Characterization of the Biochemical Recurrence Prediction Ability and Progression Correlation of Peroxiredoxins Family in Prostate Cancer Based on Integrating Single-Cell RNA-Seq and Bulk RNA-Seq Cohorts.

INTRODUCTION: The peroxiredoxins (PRDXs) family plays a crucial role in balancing reactive oxygen species (ROS) levels in tumor cells. However, its potential role in prognosis and therapy response of prostate cancer (PCa) remains unknown. METHODS: In this study, we utilized 2 public single-cell RNA datasets and 8 bulk-RNA datasets to investigate the clinical value of six PRDXs family members in PCa. Expression comparison, biochemical recurrence analysis, and therapy response analysis were measured. Pathway enrichments were utilized to predict the potential down-stream pathway it may involve.
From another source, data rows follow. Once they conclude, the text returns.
Issue #3618, opened 2022-09-27
Entry action gets triggered on exit


thomasaull:
### Description

Consider the following state machine:
```js
{
  initial: "update",
  id: "root",

  states: {
    update: {
      initial: "default",

      states: {
        default: {
          on: {
            START: "doSomething.pick"
          }
        },

        doSomething: {
          initial: "pick",

          states: {
            default: {},
            pick: {
              entry: () => console.log("ENTRY: doSomething.pick"),
              exit: () => console.log("EXIT: doSomething.pick"),

              on: {
                CANCEL: "#root.update"
              }
            }
          }
        }
      }
    }
  }
}
```

### Expected result

Exiting the state `doSomething.pick` should only trigger the `exit` action.

The console output should be:
```
EXIT: doSomething.pick
```

### Actual result

Exiting the state `doSomething.pick` triggers the `exit` and the `entry` action.

The console output is:
```
EXIT: doSomething.pick
ENTRY: doSomething.pick
```

### Reproduction

https://codesandbox.io/s/polished-moon-8gw0uu?file=/src/index.js

### Additional context

Apparently this is introduced with xstate `4.33.0`, downgrading to `4.32.1` does not show this behaviour

Edit: Updated the console outputs to make things a bit more clear

Andarist:
This was specifically fixed by: https://github.com/statelyai/xstate/pull/3424

Why would you like those actions not to be called?

thomasaull:
@Andarist When I transition from `update.doSomething.pick` to `update.default` why would I want the entry action of the state I'm transitioning away from be called?

Andarist:
Oh, sorry - I've misread the given example. You are totally right, the entry action shouldn't happen here - I've thought that you were routed to the `pick` state through the `.initial` property on its parent.

This feels highly related to https://github.com/statelyai/xstate/issues/3617 . I'm gonna have to fix both in one sweep.

thomasaull:
@Andarist No worries! I feel like I could have simplified the example a bit more, but it could not reproduce in every scenario, so I was happy I had one where it did :)

Thanks!

arromeo:
Opened a PR that I believe fixes this issue. https://github.com/statelyai/xstate/pull/3623

Andarist:
> This feels highly related to https://github.com/statelyai/xstate/issues/3617 . I'm gonna have to fix both in one sweep.

[...]

Issue #3613, opened 2022-09-23
Bug: Transitioning to a parent from a child runs incorrect entry actions in v4.33.x


qtiki:
### Description

Transitioning from a child to a parent state sets the initial state of the parent active. However it erroneously starts activities and runs entry actions for all children. This works correctly with v4.32.1 but is broken from v4.33.0 onwards.

### Expected result

The expected output from the reproduction case would be something like this:
```
[1663939314769] parent activity start 
[1663939314769] parent entry 
[1663939314769] a activity start 
[1663939314769] a entry 
[1663939314769] state: {parent: "a"}
[1663939315783] a exit 
[1663939315784] a activity stop 
[1663939315784] b activity start 
[1663939315784] b entry 
[1663939315784] state: {parent: "b"}
[1663939316783] b exit 
[1663939316783] b activity stop 
[1663939316783] a activity start 
[1663939316783] a entry 
[1663939316783] state: {parent: "a"}
```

In vitro experiments were used to validate the function of PRDX5 in the progression of castration-resistant prostate cancer (CRPC) cell lines. RESULT: Among the PRDXs family, PRDX5 was most related to the advancement of prostate cancer. A nomogram integrating the expression of PRDX5 with clinical features was developed to better predict clinical outcomes in PCa patients compared to 30 published signatures. Immunohistochemistry was used to verify that PRDX5 expression was higher in advanced levels of PCa tissue. Gene Set Enrichment Analysis (GSEA) and pathway predictive analysis revealed that the PRDX5 related genes were mainly relevant to ROS Pathway, Mitochondria-related functions, cellular respiration, and oxidative phosphorylation. In vitro cell proliferation assays, ROS determination assay, and apoptosis assay together revealed that depletion of PRDX5 induces apoptosis via ROS accumulation in CRPC cells. Moreover, the expression of PRDX5 in CRPC cells also affects the sensitivity to the ARSI therapy. CONCLUSION: This study offers new evidence for determining that the expression of PRDX5 is associated with advanced tumor grade, poor prognosis, and suboptimal response to multiple therapies in PCa within the PRDXs family. Last but not least, our study provides new insights into precision medicine in PCa and provides a reference for further research on PRDX5.